This is the follow-up article to The Unwarranted Perjury of Austin Morris, which looked at one school resource officer's dishonesty that ultimately led to the arrest of a Ludington Area School District's (LASD) parent, whose son made a comment about an airsoft gun at school early one November morning.  Morris' actions also helped lead to the one-year suspension from school of the boy, but it was largely the part played, or rather overplayed, by other school officials that turned what appears to be innocent comments about a potential Christmas gift into the next coming of Columbine. 

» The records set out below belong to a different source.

PR #331, opened 2024-01-29
[16.0] fs_storage: support SSH private keys authentication

sebalix:
SSH connections can now be done with private keys by setting the `pkey`+ `passphrase` options. Coupled with the `eval_options_from_env` this allows to set these ones from the environment, e.g:

`{"host": "sftp.example.net", "username": "odoo", "pkey": "$SSH_KEY", "passphrase": "$SSH_PASSPHRASE", "port": 22}`

### DIFF
--- a/fs_storage/models/fs_storage.py
+++ b/fs_storage/models/fs_storage.py
@@ -5,6 +5,7 @@ from __future__ import annotations
 import base64
 import functools
 import inspect
+import io
 import json
 import logging
 import os.path
@@ -20,6 +21,19 @@ from odoo.exceptions import ValidationError
 from odoo.addons.base_sparse_field.models.fields import Serialized
 
 _logger = logging.getLogger(__name__)
+
+try:
+    import paramiko
+
+    SSH_PKEYS = {
+        "DSS": paramiko.DSSKey,
+        "RSA": paramiko.RSAKey,
+        "ECDSA": paramiko.ECDSAKey,
+        "OPENSSH": paramiko.Ed25519Key,
+    }
+except ImportError:  # pragma: no cover
+    _logger.debug("Cannot `import paramiko`.")
+    SSH_PKEYS = {}
 
 
 # TODO: useful for the whole OCA?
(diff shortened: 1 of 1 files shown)


simahawk (commented):
LG. Could we have some test cov?

sebalix:
@simahawk what's the best approach here to test? Current module doesn't depend on `paramiko`, if this one is installed then `fsspec` can use it. To test the feature I would need to add `paramiko` as tests dependencies, is it OK?

Or should we put tests in a dedicated `test_fs_storage_ssh` module?

sebalix:
<s>I added an extra parameter `pkey_type` to force the key type (`RSA`, `DSS`, `OPENSSH`...).
It happens that some versions of `ssh-keygen` generates `OPENSSH` keys even with the `-t rsa` parameter if `-m PEM` is not set.
https://serverfault.com/questions/939909/ssh-keygen-does-not-create-rsa-private-key

Still need to test it a bit more.</s>

EDIT: this doesn't work neither. Better to generate the key in a proper manner with `ssh-keygen -t rsa -m PEM [...]`, and everything works as expected. I reverted my last changes.

simahawk:
> @simahawk what's the best approach here to test? Current module doesn't depend on `paramiko`, if this one is installed then `fsspec` can use it. To test the feature I would need to add `paramiko` as tests dependencies, is it OK?
> 
> Or should we put tests in a dedicated `test_fs_storage_ssh` module?

In fact, we are adding too many SFTP related feature to the base module... IMO we need a separated module for sftp: `fs_storage_sftp`.

florian-dacosta:
@sebalix Do you plan to continue and create a new module with the feature ?

FYI, I did manage a SFTP connection with a private key, using sshfs (https://github.com/fsspec/sshfs). If you install this lib, it will replace sftp default paramiko implementation by another based on asyncssh. 
This allow to manage keys out of the box (at least, it works in my case, without any additional code).

IMO, we could drop this and maybe write somewhere to install sshfs if you want to manage keys, or do you see any reason not to use the sshfs implementation ?

lmignon:
ping @sebalix @simahawk Do you've seen the last comment from @florian-dacosta? Can we close-it?

simahawk:
@sebalix ping

PR #332, opened 2024-01-29
[16.0][CHG] fs_base_multi_image: drag and drop fixes

benwillig:
- create in memory records instead of calling the ORM explicitly

### DIFF
--- a/fs_product_multi_image/views/product_template.xml
+++ b/fs_product_multi_image/views/product_template.xml
@@ -20,7 +20,11 @@
             </field>
             <page name="sales" position="after">
                 <page name="images" string="Images">
-                    <field name="image_ids" widget="fs_image_relation_dnd_upload">
+                    <field
+                        name="image_ids"
+                        widget="fs_image_relation_dnd_upload"
+                        mode="kanban"
+                    >
                         <tree>
                             <field name="sequence" widget="handle" />
                             <field name="name" />
--- a/fs_product_multi_image/views/product_template.xml
+++ b/fs_product_multi_image/views/product_template.xml
@@ -24,13 +24,12 @@
                         <tree>
                             <field name="sequence" widget="handle" />
                             <field name="name" />
+                            <field name="link_existing" invisible="1" />
+                            <field name="image_id" invisible="1" />
+                            <field name="image" invisible="1" />
+                            <field name="specific_image" invisible="1" />
                         </tree>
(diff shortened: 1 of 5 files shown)


lmignon:
@benwillig Why do we need to create the relation on drag and drop? Can we add a relation and save it when the parent is saved?

benwillig:
@lmignon That's what I wanted to do, unfortunately I didn't find the right way to do it with the new framework.

benwillig:
@lmignon I finally found the way to make it work as it was in the old widget. And it also works when saving a specific image directly on the relation record.

lmignon (approved):
Great! Works like a charm.

lmignon:
@bealdav Can you take a look at this?

bealdav:
Yes I 'll dive in.

bealdav:
Thanks for this improvement even if don't understand the full details.

Nice to see Kanban view completed with some fields.

As product.product view doesn't allow to edit images, don't you think that this view could show kanban view instead of tree ? It's a better visual view for users.

benwillig:
Yes we can display the kanban view by default. What do you think @lmignon ?

lmignon:
> Yes we can display the kanban view by default. What do you think @lmignon ?

Yes we can on the product.product view.

bealdav (approved):
Thanks a lot. LGTM
Kanban in product.product view is a  nice to have  I think

bealdav:
It works nicely in prod db, really thanks

bealdav:
Also this PR https://github.com/OCA/storage/pull/370 seems ok. What do you think ?

fs_product_multi_image/views/product_template.xml
```diff
@@ -20,17 +20,20 @@
...
+                        mode="kanban"
+                    >
                         <tree>
                             <field name="sequence" widget="handle" />
                             <field name="name" />
+                            <field name="link_existing" invisible="1" />
+                            <field name="image_id" invisible="1" />
+                            <field name="image" invisible="1" />
+                            <field name="specific_image" invisible="1" />
                         </tree>
```
lmignon, line 35: Is-it the right way to define the kanban?

benwillig: I added a specific kanban view for the image relation model so we don't need to define an inline kanban view here (if this is what you asked).

PR #336, opened 2024-02-07
[16.0][FIX] fs_storage: fix test connection when __fs slot is not initialized

JordiMForgeFlow:
When the __fs slot has not yet been initialized the test config method fails. As the check connection is called when accessing the property, we can simply access the property to test. Comes after https://github.com/OCA/storage/pull/320

CC @lmignon

### DIFF
--- a/fs_storage/models/fs_storage.py
+++ b/fs_storage/models/fs_storage.py
@@ -454,7 +454,8 @@ class FSStorage(models.Model):
 
     def action_test_config(self) -> None:
         try:
-            self._check_connection(self.__fs)
+            # pylint: disable=W0104
+            self.fs
             title = _("Connection Test Succeeded!")
             message = _("Everything seems properly set up!")
             msg_type = "success"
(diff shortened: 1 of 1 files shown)


fs_storage/models/fs_storage.py
```diff
@@ -454,7 +454,8 @@ def delete(self, relative_path) -> None:
 
     def action_test_config(self) -> None:
         try:
-            self._check_connection(self.__fs)
+            # pylint: disable=W0104
+            self.fs
```
sebalix, line 460: A comment is welcome

sebalix (approved):

fs_storage/models/fs_storage.py
JordiMForgeFlow: @sebalix I have added a change to clear the slot when the connection fails, maybe this fixes the issue where the FS object was being kept although the connection was closed

florian-dacosta (approved):

lmignon (approved):

PR #347, opened 2024-03-01
[14.0][IMP] Added the capability to filter on sftp backend

wouitmil:
Those change allows to filter file list with regex pattern but also on file type (folder/file/link)


santostelmo (approved):

santostelmo:
@wouitmil code looks good. But tests are falling

simahawk:
@wouitmil tests are red. Also please, drop the Odoo version from the commit msg

PR #349, opened 2024-03-05
16.0: issue with fs_attachment. Temporary hack for s3

sebastienbeau:
[DO NOT MERGE, it's an hack]

@lmignon @bealdav I have the following issue when using S3 bucket from scaleway.

In the case of scaleway when you when to make your image public you have to configure the acl "public-read" 
This work perfectly when uploading a file but when doing a rename, the lib will do a copy and rm. And the acl is not transferred.

The image are always private and never public.

This is an temporary hack, I share it to help other, but I think the issue is more in s3fs lib.

Note: I didn't had the time to do a real analyse but renaming have a cost for some provider (not big) https://stackoverflow.com/questions/33098211/does-rename-a-file-cost-money-on-s3. So maybe it's better to find a solution to directly push the file with the right name.

### DIFF
--- a/fs_attachment/models/ir_attachment.py
+++ b/fs_attachment/models/ir_attachment.py
@@ -465,7 +465,9 @@ class IrAttachment(models.Model):
             # rename on S3 is a copy with an rm
             # and rename do not transfert acl correctly
             # so we need to add a chmod after the rename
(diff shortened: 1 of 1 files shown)


sebastienbeau:
I close the PR, after looking twice the acl is a legacy feature and bucket policy should be used instead and with policy this hack is not needed

PR #354, opened 2024-03-15
[16.0] fs_attachment: sent the mimetype information for S3

sebastienbeau:
When storing image on amazon s3, ovh or scaleway.
The minetype must be set in order to have the right mimetype when requesting the image publicly.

               Principal Michael Hart searches through the Airsoft Kids' backpack for weapons, finds a basketball, books, then a bible

Multiple FOIA requests have been sent to both the LASD and the Ludington Police Department (LPD) to investigate and corroborate what happened here, The Ludington Torch has also asked administrators from both agencies for clarifications when the record was conflicting or inconclusive; their cooperation in this quest for truth is duly noted.  This article will endeavor to show how multiple school officials failed to use the known facts and existing protocols that led to total systemic failure by the LASD and the unwarranted persecution of an area family.

The school conducted an investigation following the report by a student (Witness A) shortly after 8 AM on November 17, 2021 that a fellow student (we'll call 'Jack', his name has been redacted in the investigation) told him he planned on bringing an airsoft gun to school.  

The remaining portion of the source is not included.